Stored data
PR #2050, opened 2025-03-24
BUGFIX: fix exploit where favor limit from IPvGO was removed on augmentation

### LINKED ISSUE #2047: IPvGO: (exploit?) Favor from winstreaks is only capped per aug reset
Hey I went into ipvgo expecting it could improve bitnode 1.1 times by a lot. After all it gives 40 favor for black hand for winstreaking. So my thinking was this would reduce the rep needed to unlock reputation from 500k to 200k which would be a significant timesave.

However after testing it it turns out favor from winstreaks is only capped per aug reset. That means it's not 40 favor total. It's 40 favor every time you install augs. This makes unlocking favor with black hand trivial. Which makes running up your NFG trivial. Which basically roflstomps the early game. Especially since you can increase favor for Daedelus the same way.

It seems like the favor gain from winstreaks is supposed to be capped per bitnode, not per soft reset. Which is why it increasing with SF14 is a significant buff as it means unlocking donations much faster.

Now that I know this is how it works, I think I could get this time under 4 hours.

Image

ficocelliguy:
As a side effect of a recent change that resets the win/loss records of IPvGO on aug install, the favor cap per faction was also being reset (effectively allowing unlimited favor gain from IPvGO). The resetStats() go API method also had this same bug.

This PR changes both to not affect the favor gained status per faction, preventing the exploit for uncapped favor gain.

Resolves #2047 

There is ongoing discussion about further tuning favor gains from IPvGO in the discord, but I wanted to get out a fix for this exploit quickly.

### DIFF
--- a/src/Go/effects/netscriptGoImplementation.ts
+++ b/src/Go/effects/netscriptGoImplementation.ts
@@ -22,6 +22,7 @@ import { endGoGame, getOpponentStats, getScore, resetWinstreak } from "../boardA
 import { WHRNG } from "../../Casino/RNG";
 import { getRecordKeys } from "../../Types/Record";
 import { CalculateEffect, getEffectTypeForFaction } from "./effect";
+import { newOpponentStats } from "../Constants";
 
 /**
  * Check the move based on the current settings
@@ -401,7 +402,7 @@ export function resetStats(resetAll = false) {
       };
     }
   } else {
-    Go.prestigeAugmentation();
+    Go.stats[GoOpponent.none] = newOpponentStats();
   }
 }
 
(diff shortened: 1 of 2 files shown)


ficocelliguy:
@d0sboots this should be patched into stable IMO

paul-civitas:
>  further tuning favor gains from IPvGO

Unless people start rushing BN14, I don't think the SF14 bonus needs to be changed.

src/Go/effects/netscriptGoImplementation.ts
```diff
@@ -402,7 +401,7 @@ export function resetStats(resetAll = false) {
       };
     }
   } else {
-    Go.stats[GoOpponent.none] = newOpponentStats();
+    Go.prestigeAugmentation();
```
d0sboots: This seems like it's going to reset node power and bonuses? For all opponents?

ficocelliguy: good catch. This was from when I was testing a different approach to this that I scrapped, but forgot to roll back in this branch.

==

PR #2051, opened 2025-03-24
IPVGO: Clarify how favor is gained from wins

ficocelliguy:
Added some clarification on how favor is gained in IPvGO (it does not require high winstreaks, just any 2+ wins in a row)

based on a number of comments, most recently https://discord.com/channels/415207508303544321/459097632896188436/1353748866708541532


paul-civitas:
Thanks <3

▸ TASK REQUIREMENTS:
Above are the records; print exactly the lines from the line with "PR #2050, opened 2025-03-24" to the line with "### LINKED ISSUE", including both, and nothing else.

▸ EXERCISE RESULT:
PR #2050, opened 2025-03-24
BUGFIX: fix exploit where favor limit from IPvGO was removed on augmentation

### LINKED ISSUE #2047: IPvGO: (exploit?) Favor from winstreaks is only capped per aug reset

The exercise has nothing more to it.